Eight core wires including the first core wire with different outer diameters are arranged in parallel along the horizontal direction, inserted into the die hole of the die, and the first core wire is inserted into the die hole of the die.
As shown in the figure, each strand is pulled out along the stainless steel block at the die exit side and coated with uncured ultraviolet resin, then the coated strand bundle is introduced into a curing device and irradiated with ultraviolet rays. Then, the resin was cured to obtain a thin tape core.

(Comparative Example 1) A thin tape core wire was produced under the same conditions as in the above example except that the wire bundle coated with resin was passed through the die hole and pulled out along the silicone rubber block on the die exit side.

(Comparative Example 2) A conventional die (made of stainless steel, die hole diameter 0.26 mm x 2.05 mm) shown in FIG. 6 was used as the die,
The resin-coated wire bundle was pulled out horizontally through the die hole to produce a thin tape core.

The dimensions, strand arrangement, and loss characteristics (loss increase during tape formation, loss loss at low temperature (-40°C)) of the thin tape core wires produced in the above Examples and Comparative Example 1.2 were investigated, and these characteristics were investigated. compared. The results are shown in Table 1.

Margin Table 1 Below As shown in Table 1, in the embodiments of the present invention, even if the diameter of the strands varies, it does not interfere with tape production, and the alignment of the strands is also improved. It has been found that it is possible to produce a high-performance thin tape core with excellent loss characteristics and no problems.

"Effects of the Invention" As explained above, in the method for manufacturing a thin optical fiber ribbon of the present invention, a die hole having a diameter approximately equal to that of a fiber bundle in which a plurality of optical fibers are arranged in parallel is provided. Using a die in which either the upper or lower part is made of a hard material such as metal and the other part is made of a material softer than the hard material, and the fiber bundle is moved along the hard material side of the die hole. In this way, it is possible to prevent the fiber bundle from clogging the die hole and breakage, and to obtain a thin optical fiber tape core in which each optical fiber is aligned in a straight line without causing misalignment between each optical fiber. I can do it.
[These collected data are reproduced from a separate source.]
PR #620, opened 2023-08-18
feat(ruby): adding elements for ruby server events

braunreyes:

Resolves: [SOCIALPLAT-477](https://mozilla-hub.atlassian.net/browse/SOCIALPLAT-477)

In order to keep the special Mastodon logging logic in-sync with the latest Glean functionality, we need to create a translation process to auto-create the proper Ruby code.  This will be based off the javascript server version and currently only support ‘string’ metric types on for this initial version.


tests/test_ruby_server.py
```diff
@@ -0,0 +1,193 @@
...
+        "ruby_server",
+        tmpdir,
+    )
+
+    assert set(x.name for x in tmpdir.iterdir()) == set(["server_events.rb"])
+
+    # Make sure string metric made it in
+    with (tmpdir / "server_events.rb").open("r", encoding="utf-8") as fd:
+        content = fd.read()
+        content_1 = """# This Source Code Form is subject to the terms of the Mozilla Public
```
badboy, line 76: An inline full-generate code file will be awful to maintain. Probably best if we put that in an external file that the test reads in and add some code to update that file.

tests/test_ruby_server.py
```diff
@@ -0,0 +1,193 @@
...
+# end"""
+        assert content_1.strip().replace(" ", "").replace("\n", "").replace(
+            "\\n", ""
+        ) in content.strip().replace(" ", "").replace("\n", "").replace("\\n", "")
+        assert content_2.strip().replace(" ", "").replace("\n", "").replace(
+            "\\n", ""
+        ) in content.strip().replace(" ", "").replace("\n", "").replace("\\n", "")
+        assert content_3.strip().replace(" ", "").replace("\n", "").replace(
+            "\\n", ""
+        ) in content.strip().replace(" ", "").replace("\n", "").replace("\\n", "")
```
badboy, line 193: That's a whole lot of whitespace replacing and it's completely unclear why that is happening. Why can't we compare the content exactly?

braunreyes: this is just an artifact of splitting up the comparison text inline.  Lets see how the file comparison works.

tests/test_ruby_server.py
braunreyes: implemented

braunreyes:
data review created: https://bugzilla.mozilla.org/show_bug.cgi?id=1851692

braunreyes:
@badboy can we revisit this review?

Dexterp37:
@braunreyes hey! Can I get some more background on this? How does this fit into the other efforts for using Glean on the social platform? Can we jump on a meeting?

braunreyes:
@badboy added an initial pass at trying to implement server side with the event stream pattern

glean_parser/templates/ruby_server.jinja2
```diff
@@ -0,0 +1,138 @@
...
+    when /solaris/
+      'Solaris'
+    when /bsd/
+      'BSD'
+    else
+      RbConfig::CONFIG['host_os']
+    end
+  end
+  def self.version
+    version = RbConfig::CONFIG['build_os'].match('\d{1,2}\.*\d{0,2}\.*\d{0,3}').to_s
```
badboy, line 40: Is the version guaranteed to be in that format for all OSs?

glean_parser/templates/ruby_server.jinja2
```diff
@@ -0,0 +1,138 @@
...
+    if !version.nil?
```
badboy, line 41: Haven't done proper Ruby in a while, but shouldn't this be the same:

```suggestion
    if version
```

glean_parser/templates/ruby_server.jinja2
```diff
@@ -0,0 +1,138 @@
...
+        version.to_s
```
badboy, line 42: `.to_s` is already used in the match line above, so this is a no-op
```suggestion
        version
```

glean_parser/templates/ruby_server.jinja2
```diff
@@ -0,0 +1,138 @@
...
+  {% for event_type, event_object in event_types.items() %}
+  class {{ (event_category + '.' + event_type) | event_class_name }}
+    # see comments for init parameter descriptions
+    def initialize(application_id:, app_display_version:, app_channel:, user_agent:, ip_address:, event_extra)
+      @application_id = application_id # string - Application Id to identify application per Glean standards
+      @app_display_version = app_display_version # string - Application Id to identify application per Glean standards
+      @app_channel = app_channel # string - Application Id to identify application per Glean standards
+      @user_agent = user_agent # string - The user agent per Glean standards
+      @ip_address = ip_address # string - The IP address that will be used to decode Geo information and scrubbed at ingestion per Glean standards
+      @event_extra = event_extra # string - JSON blob containing the backend event payload
```
badboy, line 61: Why are we passing `event_extra` into the constructor?

actually let me pull this out into a full comment aside from the code review.

glean_parser/templates/ruby_server.jinja2
```diff
@@ -0,0 +1,138 @@
...
+        'document_namespace' => @application_id,
+        'document_type' => 'events',
+        'document_version' => '1',
+        'document_id' => SecureRandom.uuid,
+        'user_agent' => @user_agent,
+        'ip_address' => @ip_address,
+        'payload' => serialized_event_payload,
+      }
+      # This structure is similar to how FxA currently logs with mozlog: https://github.com/mozilla/fxa/blob/4c5c702a7fcbf6f8c6b1f175e9172cdd21471eac/packages/fxa-auth-server/lib/log.js#L289
+      logger = Logger.new($stdout)
```
badboy, line 100: Is logging to `$stdout` really what we want? How are applications supposed to configure this?

badboy (changes requested):
Before I jump back into the full code review I think we should work back a little:

What is the Ruby API that we want to get to?
How is it supposed to be used?

The javascript_backend API is supposed to be called something like this:

```js
const { createMastodonActionEvent } = require("generated/glean.js");

let glean = createMastodonActionEvent({
  applicationId: "my-app",
  logger_options: { /* ... */ }
});
// `glean` should be stored by the application for later use,
// e.g. in some server context or global.

// later:
glean.record({
  some_metric: its_value,
  /* more data ... */
});
```

Note that the javascript_backend currently only supports `string` metrics.
It creates one class per ping.

In general the API that Glean would generate is an object per event and the `record` function takes in the event extras.

High-level things like the application ID, display version and the logger configuration probably should only be done once, so I could image something like:

```ruby
class GleanLog
  def initialize(app_id, display_version, logger_options)
    @app_id = app_id
    @display_version = display_version
    @logger = Logger.new(logger_options)
 
    # Generated events
    @mastodon_action = MastodonAction.new(self)
  end
  
  def _record(event)
    # ... snip
    # do all the logic to construct the payload and log it
  end

  attr_accessor :mastodon_action
end

class MastodonAction
  def initialize(glean)
    @glean = glean
  end

  def record(path:, account_id:, status_code:)
    # ... snip
    # the rest here is assembling the event payload
    @glean._record(payload)
  end
end
```

This is very rough and from the top of my head and untested. I'm open for suggestions.

Once we settled on the API we want implementation should be more straight forward.

glean_parser/templates/ruby_server.jinja2
braunreyes: it is not guaranteed, so I am removing this.  the value of the OS version is not important enough to warrant to complex logic.

glean_parser/templates/ruby_server.jinja2
braunreyes: also removing per above convos

glean_parser/templates/ruby_server.jinja2
braunreyes: ok

glean_parser/templates/ruby_server.jinja2
braunreyes: I do not fully understand this question, but I think what you are saying is that we should be sending these logs through whatever logger Mastodon Rails App is using for other types of logs versus hard-coding to stdout.  I can look into this.

glean_parser/templates/ruby_server.jinja2
badboy: oh hehe, I thought you were a ruby guy.

glean_parser/templates/ruby_server.jinja2
akkomar: > (...) we should be sending these logs through whatever logger Mastodon Rails App is using for other types of logs (...)

Yes, best to log to the same destination that application does, but to be fair stdout is probably fine.

braunreyes:
@badboy @akkomar  I pushed my lastest version of the Ruby Server parsing logic.  I checked with Marion(@ml8) on the Social Platform team and she felt your example was reasonable, so I went that route.  I will send this comment her way for further review of the approach.

Here is a sample from the mastodon logs:

image

```json
{"Timestamp":"1697228395","Logger":"glean","Type":"glean-server-event","Severity":"INFO ","Pid":"999","Fields":{"document_namespace":"moso-mastodon","document_type":"events","document_version":"1","document_id":"b7a24050-a9c5-4418-b718-3be525028d5c","user_agent":"Mozilla/5.0 (Macintosh; Intel Mac OS X 10.15; rv:109.0) Gecko/20100101 Firefox/118.0","ip_address":"172.19.0.1","payload":"{\"client_info\":{\"telemetry_sdk_build\":\"glean_parser v0.1.dev1004+g4822435\",\"first_run_date\":\"2023-10-13T20:16:56.328Z\",\"os\":\"Linux\",\"os_version\":\"Unknown\",\"architecture\":\"Unknown\",\"app_build\":\"Unknown\",\"app_display_version\":\"4.1.4\",\"app_channel\":\"development\"},\"ping_info\":{\"seq\":16,\"start_time\":\"2023-10-13T20:19:55.555Z\",\"end_time\":\"2023-10-13T20:19:55.555Z\"},\"metrics\":{\"string\":{\"identifiers.adjust_device_id\":null,\"identifiers.fxa_account_id\":null,\"identifiers.mastodon_account_handle\":\"braunzilla@mozilla.social\",\"identifiers.mastodon_account_id\":111229554497968442,\"identifiers.user_agent\":\"Mozilla/5.0 (Macintosh; Intel Mac OS X 10.15; rv:109.0) Gecko/20100101 Firefox/118.0\"}},\"events\":[{\"category\":\"backend\",\"name\":\"object_update\",\"timestamp\":\"2023-10-13T20:19:55.555Z\",\"extra\":[{\"key\":\"object_type\",\"value\":\"api_request\"},{\"key\":\"object_state\",\"value\":\"{\\\"user_id\\\":2,\\\"path\\\":\\\"/api/v1/lists\\\",\\\"controller\\\":\\\"lists\\\",\\\"method\\\":\\\"GET\\\",\\\"status_code\\\":200}\"}]}]}"}}
```

Here is my place holder PR for showing what this could look like in the Mastodon code base.

https://github.com/MozillaSocial/mastodon/pull/36/files

glean_parser/ruby_server.py
```diff
@@ -0,0 +1,138 @@
...
+) -> None:
+    """
+    Given a tree of objects, output ruby code to `output_dir`.
+
+    :param objects: A tree of objects (metrics and pings) as returned from
+        `parser.parse_objects`.
+    :param output_dir: Path to an output directory to write to.
+    """
+
+    output("ruby", objs, output_dir)
```
badboy, line 138: This is a minimal wrapper around `output` and just passes on the static `"ruby"` string which is unsed.
You can remove this and rename the above function to `output_ruby` instead.

```suggestion
```

tests/test_ruby_server.py
```diff
@@ -0,0 +1,87 @@
...
+        tmpdir,
+    )
+    captured = capsys.readouterr()
+    assert all(False for _ in tmpdir.iterdir())
+    assert "no events found...at least one event metric is required" in captured.out
+
+
+def test_parser_rb_server_metrics_unsupported_type(tmpdir, capsys):
+    """Test that no files are generated if only metric definitions
+    are provided without pings."""
```
badboy, line 50: This doc string seems incorrect, given the test name and test file.

tests/data/ruby_server_metrics_unsupported.yaml
```diff
@@ -0,0 +1,49 @@
...
+  fxa_account_id:
+    type: boolean
+    description: >
+      The user's FxA account ID, if available.
+    bugs:
+      - TBD
+    data_reviews:
+      - TBD
+    notification_emails:
+      - kdemtchouk@mozilla.com
```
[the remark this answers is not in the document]
braunreyes: fixed

glean_parser/templates/ruby_server.jinja2
```diff
@@ -0,0 +1,201 @@
...
+        'ip_address' => ip_address,
+        'payload' => serialized_event_payload,
+      }
+      @logger.formatter = proc do |severity, datetime, _progname, msg|
+        date_format = datetime.to_i
+        logger_name = 'glean'
+        "#{JSON.dump(Timestamp: date_format.to_s, Logger: logger_name.to_s, Type: GLEAN_EVENT_MOZLOG_TYPE.to_s, Severity: severity.ljust(5).to_s, Pid: Process.pid.to_s, Fields: msg)}\n"
+      end
+      @logger.info(ping)
+      return unless @initial_seq == 1_000_000_000
```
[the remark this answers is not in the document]
braunreyes: this means 1 billion...its what rubocop formatted it to

glean_parser/templates/ruby_server.jinja2
```diff
@@ -0,0 +1,201 @@
...
+
+      @initial_seq = 0
+      @first_run_date = t.utc
```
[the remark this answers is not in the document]
braunreyes: I am trying to protect us from hitting the max Ruby int....just being extra safe even though we may never hit it.  Just seemed like the right thing to do.

glean_parser/templates/ruby_server.jinja2
```diff
@@ -0,0 +1,201 @@
...
+        'document_id' => SecureRandom.uuid,
+        'user_agent' => user_agent,
+        'ip_address' => ip_address,
+        'payload' => serialized_event_payload,
+      }
+      @logger.formatter = proc do |severity, datetime, _progname, msg|
+        date_format = datetime.to_i
+        logger_name = 'glean'
+        "#{JSON.dump(Timestamp: date_format.to_s, Logger: logger_name.to_s, Type: GLEAN_EVENT_MOZLOG_TYPE.to_s, Severity: severity.ljust(5).to_s, Pid: Process.pid.to_s, Fields: msg)}\n"
+      end
```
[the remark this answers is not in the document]
braunreyes: moved to `inititialize`

glean_parser/templates/ruby_server.jinja2
```diff
@@ -0,0 +1,201 @@
...
+          'first_run_date' => @first_run_date,
+          'os' => OS.name,
+          'os_version' => 'Unknown',
+          'architecture' => 'Unknown',
+          'app_build' => 'Unknown',
+          'app_display_version' => @app_display_version,
+          'app_channel' => @app_channel,
+        },
+        'ping_info' => {
+          'seq' => @initial_seq += 1,
```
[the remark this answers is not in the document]
braunreyes: done

glean_parser/templates/ruby_server.jinja2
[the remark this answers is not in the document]
braunreyes: @badboy let me know if the above explanation makes sense

glean_parser/templates/ruby_server.jinja2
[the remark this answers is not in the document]
braunreyes: @badboy let me know if the above explanation makes sense

glean_parser/ruby_server.py
```diff
@@ -0,0 +1,138 @@
...
+
+"""
+Outputter to generate server ruby code for collecting events.
+
+This outputter is different from the rest of the outputters in that the code it
+generates does not use the Glean SDK. It is meant to be used to collect events
+using "events as pings" pattern in server-side environments. In these environments
+SDK assumptions to measurement window and connectivity don't hold.
+Generated code takes care of assembling pings with metrics, serializing to messages
+conforming to Glean schema, and logging with mozlog. Then it's the role of the ingestion
```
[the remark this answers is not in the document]
braunreyes: fixed

glean_parser/ruby_server.py
```diff
@@ -0,0 +1,138 @@
...
+Warning: this outputter supports limited set of metrics,
+see `SUPPORTED_METRIC_TYPES` below.
+"""
+from collections import defaultdict
+from pathlib import Path
+from typing import Any, Dict, List, Optional
+
+from . import __version__, metrics, util
+
+# Adding a metric here will require updating the `generate_js_metric_type` function
```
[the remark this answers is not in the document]
braunreyes: removed the comment

glean_parser/ruby_server.py
```diff
@@ -0,0 +1,138 @@
...
+            if isinstance(metric, metrics.Metric):
+                if metric.type not in SUPPORTED_METRIC_TYPES:
+                    print(
+                        "❌ Ignoring unsupported metric type: "
+                        + f"{metric.type}:{metric.name}."
+                        + " Reach out to Glean team to add support for this"
+                        + " metric type."
+                    )
+                    continue
+                for ping in metric.send_in_pings:
```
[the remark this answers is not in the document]
braunreyes: added logic to check for this

glean_parser/ruby_server.py
```diff
@@ -0,0 +1,138 @@
...
+        print("❌ no events found...at least one event metric is required")
+        return
+    extension = ".rb"
+    filepath = output_dir / ("server_events" + extension)
+    with filepath.open("w", encoding="utf-8") as fd:
+        fd.write(
+            template.render(
+                parser_version=__version__,
+                pings=ping_to_metrics,
+                lang=lang,
```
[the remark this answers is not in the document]
braunreyes: fixed

glean_parser/ruby_server.py
braunreyes: implemented the changes you suggested and updated tests to cover

tests/test_ruby_server.py
braunreyes: fixed all test docstrings

glean_parser/templates/ruby_server.jinja2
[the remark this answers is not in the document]
badboy: The formatting I understand.
My question is: Why are we checking for this overflow? If we _need_ this we should pull it out into a constant so we can give it a name.

Ruby is able to use integers far above 2 billion. Ruby's integers actually automatically extend to a `BigInt` construct able to represent arbitrary numbers.
JSON technically doesn't have integers, but only floats, so at a minimum integers up to 2^53 are reliable, or 2^64 when the other side correctly deserializes it as 64-bit integers.
In any case that are _huge_ numbers and I wouldn't worry about overflow in the Ruby code really.
Sure, we could hit that, but given that we don't store this value on disk anyway it's more likely that the service will be restarted not too far out, thus leading to starting from `seq=0` again anyway. 
All in all sequence numbers for the backend will be less reliable.

glean_parser/templates/ruby_server.jinja2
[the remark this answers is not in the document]
braunreyes: removed this logic per the comment thread above

badboy (changes requested):
Unfortunately this requires one more round.

To test against the schema locally I did this:

Create a file `log.rb` with this content:

```ruby
require_relative 'tmp/server_events'

include Glean

glean = GleanEventsLogger.new(app_id: "test", app_display_version: "0.0.1", app_channel: "nightly", logger_options: STDOUT)

glean.backend_object_update.record(
    object_type: "type",
    object_state: "state",
    identifiers_fxa_account_id: nil,
    user_agent: "glean/test",
    ip_address: "0.0.0.0"
)
```

Then translate the definitions to Ruby:

```
python -m glean_parser translate -f ruby_server -o tmp tests/data/ruby_server_metrics.yaml
```

And finally run the ruby script and validate its output against the schema:

```
ruby log.rb | jq .Fields.payload -r | python -m glean_parser check -s https://raw.githubusercontent.com/mozilla-services/mozilla-pipeline-schemas/main/schemas/glean/glean/glean.1.schema.json
```

glean_parser/templates/ruby_server.jinja2
```diff
@@ -0,0 +1,197 @@
...
+         {% for metric_type, metrics in metrics_by_type.items() %}
+         {% if metric_type != 'event' %}
+          '{{ metric_type }}' => {
+          {% for metric in metrics %}
+            '{{ metric|metric_name }}' => {{ metric|metric_argument_name }},
+          {% endfor %}
+          },
+        {% endif %}
+        {% endfor %}
+        },
```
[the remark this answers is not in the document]
braunreyes: I have implemented the filtering logic and validated using your functional testing methods

badboy (approved):

glean_parser/templates/ruby_server.jinja2
```diff
@@ -0,0 +1,202 @@
...
+        {% for metric in metrics %}
+          '{{ metric|metric_name }}' => {{ metric|metric_argument_name }},
+        {% endfor %}
+        },
+        {% endif %}
+        {% endfor %}
+      }
+      # filter out key value pairs where value is nil
+      metrics_raw.each do |key, value|
+        metrics_raw[key] = value.compact.transform_values(&:to_s)
```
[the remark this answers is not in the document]
badboy: I filed https://bugzilla.mozilla.org/show_bug.cgi?id=1860015 for that

badboy:
rebased & force-pushed. When green I will squash-merge this.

[Brief explanation of the drawing]

FIG. 1 is a schematic configuration diagram for explaining an example of the method for manufacturing a thin tape core of the present invention, FIG. 2 is a perspective view of a die preferably used in the method of the present invention, and FIG. A cross-sectional view showing an example of a thin optical fiber ribbon produced by the method of the present invention, FIG. 4 is a cross-sectional view showing a conventional optical fiber tape, and FIG. 5 is a cross-sectional view showing a conventional optical fiber ribbon. A schematic configuration diagram for explaining the method, FIG. 6 is a perspective view of a die used in the conventional method, and FIG. 7 illustrates an example of a tape core manufactured by the conventional thin tape core manufacturing method. FIG. 2...Element wire, 3...Coating, IO...Dice hole, 11
...Metal block, 12 Rubber block, 14...
- Supply path, 15...Dice, 17...Tape core wire.

Claims (1)

[Claims] The above method is carried out by inserting a fiber bundle in which a plurality of optical fibers are arranged in parallel through a die having a die hole approximately equal to the outer diameter of the fiber bundle, and supplying an uncured resin into the die hole. In a method for manufacturing a thin optical fiber tape in which a fiber bundle is coated with an uncured resin and then the uncured resin is cured, as the die, either the upper or lower part of the die hole is formed of a hard material such as metal; A method for manufacturing a thin optical fiber ribbon, characterized in that the other die is made of a material softer than the hard material, and the fiber bundle is moved along the hard material side of the die hole.